Rilascio della proteina prionica mediante vescicole extracellulari in cellule neuronali A1: dall'ottimizzazione del protocollo di purificazione al controllo farmacologico con modulatori vegetali dell'autofagia

Abstract

Le malattie prioniche sono forme neurodegenerative, caratterizzate dalla trasformazione della proteina prionica (PrPC) nella forma “scrapie” (PrPSC) e dal suo accumulo e nel sistema nervoso centrale. Le forme umane includono la malattia di Creutzfeldt-Jacob, Gerstmann-Sträussler-Scheinker, l'insonnia familiare fatale e Kuru a patogenesi familiare, sporadica, trasmissibile o iatrogena. La diffusione della PrPSc al cervello sfrutta vescicole extracellulari (EVs), che promuovono la neuroinvasione. Le malattie prioniche condividono al pari di altre malattie neurodegenerative più conosciute, come Alzheimer, il morbo di Parkinson e la sclerosi laterale amiotrofica, sono caratterizzate dall'accumulo di materiale amiloidogenico nel tessuto cerebrale. Tutti questi tipi di malattie neurodegenerative sono definite proteinopatie, favorite dalla compromissione della proteostasi nei neuroni, che porta all'accumulo di materiale amiloidogenico e conseguente morte neuronale. L'autofagia è un meccanismo principali per liberare il citoplasma da aggregati ed evitare l'apoptosi; la sua alterazione è una caratteristica tipica del tessuto cerebrale contenente PrPSc. Il controllo del processo di autofagia e della neurodiffusione della PrPSc può rappresentare un approccio terapeutico innovativo. Poiché il percorso di formazione della PrPSc segue le stesse fasi della PrPC, è stato proposto che la modulazione del traffico della PrPSc possa essere bersaglio terapeutico. Lo scopo della tesi è comprendere come la modulazione farmacologica dell'autofagia può modificare il rilascio di PrPC negli EV nella linea cellulare neuronale A1. Questo intervento farmacologico si concentra principalmente su due composti vegetali definiti come possibili agenti neuroprotettivi: l'acido ursolico e il trealosio. Inoltre, abbiamo migliorato il protocollo di isolamento degli EV per ottenere un campione di EV più arricchito per ottenere un campione di EV più arricchito per l'analisi del PrPC.

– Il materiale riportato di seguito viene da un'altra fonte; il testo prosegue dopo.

Issue #713, opened 2018-08-11
notifications unread and show flags cleanup


gregsheremeta:
https://github.com/oVirt/ovirt-web-ui/pull/660#issuecomment-412133377

> The `unread` and `show` flags aren't used anywhere and aren't updated in every case. Either they should be removed, or they should be updated on every operation.

Issue #712, opened 2018-08-11
use uuid instead of Date.now() as a unique id for the messages


gregsheremeta:
https://github.com/oVirt/ovirt-web-ui/pull/660#issuecomment-412133377

> We could do better than Date.now() for a unique id for the messages. Maybe at the very least, wrap it in a uuid() function so we can adjust it to something else in the future. Date.now()'s precision may lead to records that have the same timestamp: https://developer.mozilla.org/en-US/docs/Web/JavaScript/Reference/Global_Objects/Date/now#Reduced_time_precision

PR #1111, opened 2019-09-02
User messages refactor

bond95:
Fixes: https://github.com/oVirt/ovirt-web-ui/issues/712
Fixes: https://github.com/oVirt/ovirt-web-ui/issues/713

 - Removed `unread` and `show` from `userMessages` reducer
 - Added `eventId` to user messages

### DIFF
--- a/src/reducers/userMessages.js
+++ b/src/reducers/userMessages.js
@@ -28,8 +28,6 @@ function addLogEntry ({ state, message, type = 'ERROR', failedAction }) {
 
 const initialState = Immutable.fromJS({
   records: [],
-  unread: false,
-  show: false,
 })
 
 const userMessages = actionReducer(initialState, {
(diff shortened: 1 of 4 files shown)


src/reducers/userMessages.js
```diff
@@ -8,6 +8,7 @@ import {
   SET_USER_MESSAGES,
 } from '_/constants'
 import { actionReducer } from './utils'
+import uniqueId from 'lodash/uniqueId'
```
sjd78: Why not just use:
```js
import { generateUnique } from '_/helpers'
```

bond95: Because `Math.random` could return same numbers, but `uniqueId` use `idCounter` variable so, id will be unique within one session.

sjd78: 🤷‍♂ 

`generateUnique` actually follows the UUID v4 algo.  Shouldn't be any problem there.

bond95: Yes, chance that 2 UUID will be same is very small, but I prefer to leave `uniqeId`, because in this case chance is 0, and we already using lodash.

sjd78: Makes sense.

michalskrivanek:
no QE feedback, but we don't want this to rot

PR #1114, opened 2019-09-05
Allow use of alternate branding by the DEV server

sjd78:
Added instructions for how to run the dev server with alternate branding.


sjd78:
For example, here is my dev server with RHV branding:
screenshot-localhost_3000-2019 09 05-17_24_29

PR #1116, opened 2019-09-07
Update autogen/automake configurations and yarn integration

sjd78:
- Update automake to clean up mock_runner generated files

  - Update yarn scripts to run `./autogen.sh` before `yarn install`

  - Added script `yarn clean` to run automake's `distclean`

  - No need for travis CI to invoke autogen.sh since `yarn install`
    is doing that now

Now when you install `node_modules/`, automake will also update. This
will help cover changes in automake configs and help reduce any related
errors.

### DIFF
--- a/Makefile.am
+++ b/Makefile.am
@@ -41,13 +41,21 @@ DISTCLEANFILES = $(PACKAGE)-$(VERSION).tar.gz \
 	configure \
 	install-sh \
 	missing \
-	Makefile.in
+	Makefile.in \
+	.bash_history \
+	mocker-*.cfg
 
 DISTCLEANDIRS = autom4te.cache \
 	engine-plugin \
 	tmp.repos \
 	build \
-	dockerbuild
+	extra \
+	.zanata-cache \
+	dockerbuild \
+	.node-gyp \
+	exported-artifacts \
+	rpmbuild \
+	node_modules
 
 TMPREPOS = tmp.repos
 RPMBUILD_ARGS :=
--- a/.travis.yml
+++ b/.travis.yml
@@ -4,7 +4,6 @@ services:
   - docker
 
 script:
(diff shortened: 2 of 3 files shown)


Makefile.am
```diff
@@ -41,13 +41,20 @@ DISTCLEANFILES = $(PACKAGE)-$(VERSION).tar.gz \
 	configure \
 	install-sh \
 	missing \
-	Makefile.in
+	Makefile.in \
+	.bash_history \
```
michalskrivanek: should probably skip this

sjd78: All it will do is let `make distclean` or `yarn clean` be able to clean up extra `mock_runner.sh` generated files.  It is an entirely manual step.  I really only added them here so I could clean up my own project folder after running the `mock_runner.sh`.

michalskrivanek: I've seen complaints on vdsm project about the same...it's annoying shortcoming of stdci.
it's fine with me...just make sure it dosn't wipe out your own user's bash history:)

Makefile.am
```diff
@@ -41,13 +41,20 @@ DISTCLEANFILES = $(PACKAGE)-$(VERSION).tar.gz \
...
 	engine-plugin \
 	tmp.repos \
 	build \
-	dockerbuild
+	extra \
+	.zanata-cache \
+	dockerbuild \
+	.node-gyp \
+	exported-artifacts \
+	rpmbuild
```
bond95: I think it will be nice to add here `node_modules` with `yarn.lock` as well. WDYT?

sjd78: Not `yarn.lock` since it is part of normal source.

`node_modules` does make some sense as you could do...
```
yarn clean
yarn install
yarn build
```
...for a nice really clean build.

sjd78: (done in the current commit)

PR #1118, opened 2019-09-16
Fixed Windows VM creation bug

bond95:
Now if template time zone format or VM time zone format is not compatible with VM OS it will change time zone to default. For Windows default time zone if: `GMT Standard Time`, for other OSs: `Etc/GMT`


src/components/VmDetails/cards/DetailsCard/index.js
```diff
@@ -327,6 +329,17 @@ class DetailsCard extends React.Component {
...
+
+          const timeZoneName = updates.getIn(['timeZone', 'name'])
+          const isWindowsTimeZone = timezones.find(timezone => timezone.id === timeZoneName)
+          const isWindowsVm = isWindows(os.get('name'))
+
+          if (isWindowsVm && !isWindowsTimeZone) {
+            changeQueue.push({ fieldName: 'timeZone', value: 'GMT Standard Time' })
+          }
+          if (!isWindowsVm && isWindowsTimeZone) {
+            changeQueue.push({ fieldName: 'timeZone', value: 'Etc/GMT' })
```
sgratch: We should not hard-coded the timezone defaults since they are declared as config values "vdcDefaultGeneralTimeZone", "DefaultWindowsTimeZone" on vdc_options table.
I suggest that in case we want to set the default then set the timeZone to null and let the engine backend choose the value for you as set in https://github.com/oVirt/ovirt-engine/blob/2cc0ab0ff6b00b5b51975497eaf1747b29d2a69c/backend/manager/modules/bll/src/main/java/org/ovirt/engine/core/bll/VmHandler.java#L800.

src/components/VmDialog/index.js
```diff
@@ -316,6 +324,34 @@ class VmDialog extends React.Component {
...
+  checkTimeZone ({ osType }) {
+    let timeZone = null
+    const template = this.getTemplate()
+    if (template) {
+      if (template.getIn(['timeZone', 'name'])) {
+        timeZone = timeZone || template.get('timeZone').toJS()
+        const isWindowsTimeZone = timezones.find(timezone => timezone.id === timeZone.name)
+        const isWindowsVm = isWindows(osType)
+
+        if (isWindowsVm && !isWindowsTimeZone) {
```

Prion diseases are lethal progressive neurodegenerative diseases, characterized by prion protein (PrPC) transformation into “scrapie” form (PrPSC) and it’s accumulation and spreading throughout the central nervous system. Human forms include Creutzfeldt-Jacob disease, Gerstmann-Sträussler-Scheinker syndrome, fatal familial insomnia and Kuru. Pathogenesis is familiar, sporadic, transmissible or iatrogenic. The main hypothesis propose PrPSc spreading to the brain into extracellular vesicles (EVs), that also promote neuroinvasion. Prion diseases share many clinical symptoms with the most known neurodegenerative diseases – such as Alzheimer’s disease, Parkinson disease and amyotrophic lateral sclerosis - they are also characterized by the accumulation of amyloidogenic material in the brain tissue. All these types of neurodegenerative diseases are defined as proteinopathies. At the basis of proteinopathies there is an impairment of proteostasis processes in neuronal cells, which lead to amyloidogenic material accumulation and subsequent neuronal death. Autophagy is one of the most important mechanisms to clear cytoplasm from aggregates and avoid apoptosis. Patients suffering of neurodegenerative diseases show a marked imbalance of autophagy flux, leading to the progression of the disease. The control of autophagy process and PrPSc neurodiffusion could be an innovative therapeutical approach. Since PrPSc pathway of formation follows the same steps of PrPC, it has been proposed that the modulation of PrPSc trafficking could represents a target for therapy. The aim of this thesis is to understand how pharmacological modulation of autophagy can modify PrPC release in EVs in neuronal cell line A1. This pharmacological intervention focuses mainly on two plant-derived compounds recently defined as possible neuroprotective agents ursolic acid and trehalose. Also, we improved EVs isolation protocol to obtain the more enriched-EVs sample for PrPC analysis.